Department of Biomedical Sciences and Engineering, National Central University, Taoyuan 320, Taiwan.
Department of Geriatrics, Tainan Hospital, Ministry of Health and Welfare, Tainan 700, Taiwan.
Chaos. 2020 Mar;30(3):033118. doi: 10.1063/1.5134868.
Quantifying respiratory sinus arrhythmia (RSA) can provide an index of parasympathetic function. Fourier spectral analysis, the most widely used approach, estimates the power of the heart rate variability in the frequency band of breathing. However, it neglects the time-varying characteristics of the transitions as well as the nonlinear properties of the cardio-respiratory coupling. Here, we propose a novel approach based on Hilbert-Huang transform, called the multimodal coupling analysis (MMCA) method, to assess cardio-respiratory dynamics by examining the instantaneous nonlinear phase interactions between two interconnected signals (i.e., heart rate and respiration) and compare with the counterparts derived from the wavelet-based method. We used an online database. The corresponding RSA components of the 90-min ECG and respiratory signals of 20 young and 20 elderly healthy subjects were extracted and quantified. A cycle-based analysis and a synchro-squeezed wavelet transform were also introduced to assess the amplitude or phase changes of each respiratory cycle. Our results demonstrated that the diminished mean and standard deviation of the derived dynamical RSA activities can better discriminate between elderly and young subjects. Moreover, the degree of nonlinearity of the cycle-by-cycle RSA waveform derived from the differences between the instantaneous frequency and the mean frequency of each respiratory cycle was significantly decreased in the elderly subjects by the MMCA method. The MMCA method in combination with the cycle-based analysis can potentially be a useful tool to depict the aging changes of the parasympathetic function as well as the waveform nonlinearity of RSA compared to the Fourier-based high-frequency power and the wavelet-based method.

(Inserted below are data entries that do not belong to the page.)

PR #57, opened 2021-03-17
`RecommendedCutoffMixin`: store the unit of cutoffs in extras

### LINKED ISSUE #47: Storing the units for the recommended cuttoffs
Recently when I was trying to use aiida-pseudo with https://github.com/aiidateam/aiida-quantumespresso-epfl, it turned out I needed to convert the units from those I'd previously used with aiida-sssp, and also @flavianojs got into some similar issues with units.

So it would be good if the units were stored as part of this data, and in some way e.g. aiida-quantumespresso could check this (converting if necessary or raising an error if it can't)
(alternatively it could directly store the conversion factor to hartree or eV)

cc also @mbercx

sphuber:
Fixes #47 

By storing the unit of the cutoffs values explicitly in the extras, it
not only will give more certainty to the user of what the cutoffs mean
because they can inspect the unit, but the `get_recommended_cutoffs`
method can also provide the `unit` argument to automatically convert it
to another unit of energy if so desired.

The conversion between units is provided by the `pint` library, which is
added as a dependency. Users can specify units in the API through
strings using the names that are recognized by `pint`. Both the
shorthand, e.g. `eV`, as well as the long version `electron_volt` can be
used. Other common energy units are `Ry` and `Eh`, for Rydberg and
Hartree atomic units respectively.

The default unit that is set when defining recommended cutoffs is still
set to be electron volt, which was the implicitly assumed unit uptil now.
Families that have been created with versions preceding this commit,
will not actually have the unit defined in the unit, but
`get_cutoffs_unit` will return the default electron volt if it is
missing. This does mean that the `RecommendedCutoffMixin.DEFAULT_UNIT`
cannot be changed or this would lead to old families to be interpreted
to have the incorrect unit.

### DIFF
--- a/aiida_pseudo/cli/install.py
+++ b/aiida_pseudo/cli/install.py
@@ -84,7 +84,6 @@ def cmd_install_sssp(version, functional, protocol, traceback):
     from aiida.orm import Group, QueryBuilder
 
     from aiida_pseudo import __version__
-    from aiida_pseudo.common import units
     from aiida_pseudo.groups.family import SsspConfiguration, SsspFamily
     from .utils import attempt, create_family_from_archive
 
@@ -136,13 +135,10 @@ def cmd_install_sssp(version, functional, protocol, traceback):
                 echo.echo_critical(msg)
 
             # Cutoffs are in Rydberg but need to be stored in the family in electronvolt.
-            cutoffs[element] = {
-                'cutoff_wfc': values['cutoff_wfc'] * units.RY_TO_EV,
-                'cutoff_rho': values['cutoff_rho'] * units.RY_TO_EV,
-            }
+            cutoffs[element] = {'cutoff_wfc': values['cutoff_wfc'], 'cutoff_rho': values['cutoff_rho']}
 
         family.description = description
-        family.set_cutoffs({'normal': cutoffs})
+        family.set_cutoffs({'normal': cutoffs}, unit='Ry')
 
         echo.echo_success(f'installed `{label}` containing {family.count()} pseudo potentials')
 
@@ -264,6 +260,6 @@ def cmd_install_pseudo_dojo(version, functional, relativistic, protocol, pseudo_
                 echo.echo_warning(msg)
 
         family.description = description
-        family.set_cutoffs(cutoffs, default_stringency=default_stringency)
+        family.set_cutoffs(cutoffs, default_stringency=default_stringency, unit='Eh')
 
         echo.echo_success(f'installed `{label}` containing {family.count()} pseudo potentials')
--- a/aiida_pseudo/groups/mixins/cutoffs.py
+++ b/aiida_pseudo/groups/mixins/cutoffs.py
@@ -5,6 +5,8 @@ from typing import Union
 from aiida.common.lang import type_check
 from aiida.plugins import DataFactory
 
+from aiida_pseudo.common.units import U
+
 StructureData = DataFactory('structure')  # pylint: disable=invalid-name
 
 __all__ = ('RecommendedCutoffMixin',)
@@ -17,11 +19,14 @@ class RecommendedCutoffMixin:
     functions and the charge density. The units have to be in electronvolt.
     """
 
+    DEFAULT_UNIT = 'eV'
+
     _key_cutoffs = '_cutoffs'
+    _key_cutoffs_unit = '_cutoffs_unit'
     _key_default_stringency = '_default_stringency'
 
-    @classmethod
-    def validate_cutoffs(cls, elements: set, cutoffs: dict) -> None:
+    @staticmethod
+    def validate_cutoffs(elements: set, cutoffs: dict) -> None:
         """Validate a cutoff dictionary for a given set of elements.
 
         :param elements: set of elements for which to validate the cutoffs dictionary.
@@ -56,6 +61,22 @@ class RecommendedCutoffMixin:
                     raise ValueError(
                         f'invalid cutoff values for stringency `{stringency}` and element {element}: {values}'
                     )
+
+    @staticmethod
+    def validate_cutoffs_unit(unit: str) -> None:
+        """Validate the cutoffs unit.
+
+        The unit should be a name that is recognized by the ``pint`` library to be a unit of energy.
+
+        :raises ValueError: if an invalid unit is specified.
+        """
+        type_check(unit, str)
+
+        if unit not in U:
+            raise ValueError(f'`{unit}` is not a valid unit.')
+
+        if not U.Quantity(1, unit).check('[energy]'):
+            raise ValueError(f'`{unit}` is not a valid energy unit.')
 
     def validate_stringency(self, stringency: str) -> None:
         """Validate a cutoff stringency.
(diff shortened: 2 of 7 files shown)


sphuber:
@mbercx I served you a cold one! :beer:

mbercx (changes requested):
Deze PR is bijna even lekker als een Tripel Karmeliet! 🍺 

Still left a few comments. Main issue is the fact that the units are set to `None` in the extras when no unit is specified in the `set_cutoffs` method.

aiida_pseudo/groups/mixins/cutoffs.py
```diff
@@ -107,16 +128,19 @@ def set_cutoffs(self, cutoffs: dict, default_stringency: str = None) -> None:
         :param default_stringency: the default stringency to be used when ``get_recommended_cutoffs`` is called. If is
             possible to not specify this if and only if the cutoffs only contain a single stringency set. That one will
             then automatically be set as default.
+        :param unit: TODO
```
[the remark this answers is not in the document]
sphuber: external-content duckduckgo com

tests/groups/mixins/test_cutoffs.py
```diff
@@ -217,3 +230,45 @@ def test_get_recommended_cutoffs(get_pseudo_family, generate_structure):
...
+                'cutoff_wfc': 1.0,
+                'cutoff_rho': 2.0
+            },
+            'He': {
+                'cutoff_wfc': 3.0,
+                'cutoff_rho': 8.0
+            },
+        }
+    }
+    family = get_pseudo_family(label='SSSP/1.0/PBE/efficiency', cls=CutoffFamily, elements=elements)
```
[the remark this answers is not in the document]
sphuber: Hmm, just have to add the possibility to set the `unit` as well.

aiida_pseudo/cli/install.py
```diff
@@ -264,6 +260,6 @@ def cmd_install_pseudo_dojo(version, functional, relativistic, protocol, pseudo_
                 echo.echo_warning(msg)
 
         family.description = description
-        family.set_cutoffs(cutoffs, default_stringency=default_stringency)
+        family.set_cutoffs(cutoffs, default_stringency=default_stringency, unit='Eh')
```
mbercx, line 263: I suppose this is a typo?

```suggestion
        family.set_cutoffs(cutoffs, default_stringency=default_stringency, unit='Ev')
```

tests/groups/mixins/test_cutoffs.py
```diff
@@ -139,7 +164,7 @@ def test_set_cutoffs_auto_default(get_pseudo_family):
 
 @pytest.mark.usefixtures('clear_db')
 def test_get_cutoffs(get_pseudo_family):
-    """Test the `RecommendedCutoffMixin.get_cutoffs` method."""
+    """Test the `CutoffsFamily.get_cutoffs` method."""
```
mbercx, line 167: I couldn't resist
```suggestion
    """Test the ``CutoffsFamily.get_cutoffs`` method."""
```

tests/groups/mixins/test_cutoffs.py
```diff
@@ -157,7 +182,7 @@ def test_get_cutoffs(get_pseudo_family):
 
 @pytest.mark.usefixtures('clear_db')
 def test_get_recommended_cutoffs(get_pseudo_family, generate_structure):
-    """Test the `RecommendedCutoffMixin.get_recommended_cutoffs` method."""
+    """Test the `CutoffsFamily.get_recommended_cutoffs` method."""
```
mbercx, line 185:
```suggestion
    """Test the ``CutoffsFamily.get_recommended_cutoffs`` method."""
```

tests/groups/mixins/test_cutoffs.py
```diff
@@ -201,3 +231,51 @@ def test_get_recommended_cutoffs(get_pseudo_family, generate_structure):
...
+    expected = (cutoffs_ar['cutoff_wfc'], cutoffs_ar['cutoff_rho'])
+    assert family.get_recommended_cutoffs(elements='Ar') == expected
+
+    expected = (cutoffs_ar['cutoff_wfc'] * 2, cutoffs_ar['cutoff_rho'] * 2)
+    assert family.get_recommended_cutoffs(elements='Ar', unit='Ry') == expected
+
+
+@pytest.mark.usefixtures('clear_db')
+def test_get_cutoffs_unit(get_pseudo_family, get_cutoffs):
+    """Test the `CutoffsFamily.get_cutoffs_unit` method."""
```
mbercx, line 273:
```suggestion
    """Test the ``CutoffsFamily.get_cutoffs_unit`` method."""
```

tests/groups/mixins/test_cutoffs.py
```diff
@@ -84,7 +97,7 @@ def test_get_cutoff_stringencies(get_pseudo_family, get_cutoffs):
 
 @pytest.mark.usefixtures('clear_db')
 def test_set_cutoffs(get_pseudo_family):
-    """Test the `RecommendedCutoffMixin.set_cutoffs` method."""
+    """Test the `CutoffsFamily.set_cutoffs` method."""
```
mbercx, line 100: The OCD! It burns!
```suggestion
    """Test the ``CutoffsFamily.set_cutoffs`` method."""
```

tests/groups/mixins/test_cutoffs.py
```diff
@@ -28,17 +28,30 @@ def _get_cutoffs(family, stringencies=('default',)):
...
     family = get_pseudo_family(cls=CutoffsFamily)
     assert family._get_cutoffs() == {}  # pylint: disable=protected-access
 
     family.set_cutoffs(get_cutoffs(family), 'default')
     assert family._get_cutoffs() == get_cutoffs(family)  # pylint: disable=protected-access
 
 
+@pytest.mark.usefixtures('clear_db')
+def test_validate_cutoffs_unit():
+    """Test the `CutoffsFamily.validate_cutoffs_unit` method."""
```
mbercx, line 41:
```suggestion
    """Test the ``CutoffsFamily.validate_cutoffs_unit`` method."""
```

tests/conftest.py
```diff
@@ -125,13 +125,15 @@ def _get_pseudo_family(
         pseudo_type=PseudoPotentialData,
         elements=None,
         cutoffs=None,
+        unit=None,
         default_stringency=None
     ) -> PseudoPotentialFamily:
         """Return an instance of `PseudoPotentialFamily` or subclass containing the given elements.
```
mbercx, line 131: I have a problem
```suggestion
        """Return an instance of ``PseudoPotentialFamily`` or subclass containing the given elements.
```

aiida_pseudo/groups/mixins/cutoffs.py
```diff
@@ -143,13 +169,17 @@ def get_recommended_cutoffs(self, *, elements=None, structure=None, stringency=N
         :param stringency: optional stringency if different from the default.
         :return: tuple of recommended wavefunction and density cutoff.
```
mbercx, line 170: Where is the `unit` parameter? 😁

mbercx (approved):
Another round, bartender!

aiida_pseudo/cli/install.py
sphuber: Uhm, no? I think the cutoffs of the Pseudo Dojo tables are in Hartree, aren't they?

mbercx: Oh right 🤦  I forgot about `Eh` being an alternative for `Ha`. Seems `pint` also doesn't accept `Ha`.

mbercx (approved):
⭐ ⭐ ⭐ ⭐ ⭐  Would review again.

量化呼吸窦性心律失常(RSA)可以提供副交感神经功能的指标。傅里叶谱分析是最广泛使用的方法,它估计心率变异性在呼吸频段的功率。然而,它忽略了过渡的时变特征以及心脏呼吸耦合的非线性特性。在这里,我们提出了一种基于希尔伯特-黄变换的新方法,称为多模态耦合分析(MMCA)方法,通过检查两个互联信号(即心率和呼吸)之间的瞬时非线性相位相互作用来评估心脏呼吸动力学,并与基于小波的方法得出的对应物进行比较。我们使用了一个在线数据库。提取并量化了 20 名年轻和 20 名老年健康受试者的 90 分钟 ECG 和呼吸信号的相应 RSA 分量。还介绍了基于循环的分析和同步挤压小波变换,以评估每个呼吸周期的幅度或相位变化。我们的结果表明,衍生动态 RSA 活动的均值和标准差的降低可以更好地区分老年和年轻受试者。此外,通过 MMCA 方法,老年受试者每个呼吸周期的瞬时频率和平均频率之间差异衍生的 RSA 循环对循环的非线性程度显著降低。与基于傅里叶的高频功率和基于小波的方法相比,MMCA 方法与基于循环的分析相结合可能是一种有用的工具,可以描绘副交感神经功能的老化变化以及 RSA 的波形非线性。